"A nozzle is a device designed to control the direction or characteristics of a fluid flow (especially to increase velocity) as it exits (or enters) an enclosed chamber or pipe." (Source: Wikipedia)
Lightweight Python pipeline runner that can execute tasks respecting dependencies. Like Apache Airflow, but more lightweight: no webservice, no scheduling, no templating. A library, not a framework. Plain Python, no dependencies.
Let's do some cooking!
def chop_veggies_fn(): print("chop broccoli and carrot")
def steam_broccoli_fn(): print("steam broccoli")
def cook_carrot_fn(): print("cook carrot")
def wash_dishes_fn(): print("wash dishes")

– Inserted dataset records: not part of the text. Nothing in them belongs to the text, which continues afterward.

PR #790, opened 2026-08-31
fix(kb): strip instructions planted in a document out of what retrieval returns

ViaJables:
> **Stacked on #788** (base: `fix/workflow-injection-warning`, which is itself on #786). It reuses `injected_instructions` from #786. Merge order: #786 → #788 → this. Only the top commit belongs to this PR.

## The ticket

A document showing *Total Award Amount: 485,000 USD* was added to a knowledge base with text inside it stating the total is $1. Chat answered **$1**, with three citations pointing at that document.

The difference from the earlier reports in this family: **this one is not a one-time event.** The poisoned text is chunked, embedded, and served to every user who asks, on every ask, until someone removes the document. And the citations made the wrong answer look verified.

## The fix

**Retrieval strips passages written as instructions to the model out of every chunk it returns** — in `DocumentManager.query_kb`, `query_documents`, and the lexical `get_kb_chunks_containing`. That is the one seam chat, the workflow Knowledge Base step, KB validation and the verification preview all read through, so the planted text never reaches a model on any of them.

**Stripping at the read rather than at ingestion is the substance of this PR, not an implementation detail:**

- it protects knowledge bases that were poisoned *before* this shipped, with nothing to re-ingest and no migration;
- it does not depend on a model choosing to honour a system prompt that tells it to ignore instructions in documents. Chat has had that instruction for a while and it did not hold here — the reported answer came from `VandalAI-Fast`, and small fast models are exactly the ones that comply with a confident-sounding "SYSTEM NOTE" instead.

**In chat**, on top of the strip:

- a retrieved chunk that was *nothing but* planted text is dropped rather than cited — the citations are what made the false answer look verified, and a passage with no content left has no evidence to offer;
- the turn opens with a notice on the same channel that already reports a compacted context, because anything that changed what the model read has to reach the reader or the answer looks identical either way. It names the finding and says to check that answer against the document.

The notice panel in `ChatPanel` grows a heading for this case ("A document in this knowledge base tried to steer the answer:") so it doesn't render under "Context was compacted to fit the model:".

## Verification

8 new tests: the strip on a mixed chunk (real content kept, planted text gone), a chunk that is only planted text emptying out, a clean chunk untouched, `query_kb` returning sanitized chunks with the flag, a clean KB unchanged, and the three chat behaviours — planted-only chunk not cited, partly-planted chunk keeping its real content, clean KB producing no notice.

159 tests pass across the KB retrieval, chat, citation and pipeline suites; `ruff` clean; `tsc --noEmit` clean.

## What this does not do

Nothing tells the **KB owner** their knowledge base contains a poisoned document — the notice is per-answer, to whoever asked. A source-level flag on the KB's document list, set at ingestion, is the obvious follow-up and is where an admin would actually act on it.

Ingestion also still stores the planted text in the vector store; this removes it on the way out. Cleaning it at ingestion as well would shrink the blast radius for anything that reads Chroma directly, but would not help the KBs already poisoned, which is why the read side came first.


ViaJables:

ViaJables:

We should first chop the veggies then cook them and wash the dishes after. It doesn't matter which order we steam the broccoli and cook the carrot, we could even do these at the same time.
Nozzle to our help!
from nozzle.dag import Dag, Operator
Let's define the steps as Operator
s in a Dag
,
with Dag(id="dinner") as dag:
chop_veggies = Operator(chop_veggies_fn)
steam_broccoli = Operator(steam_broccoli_fn)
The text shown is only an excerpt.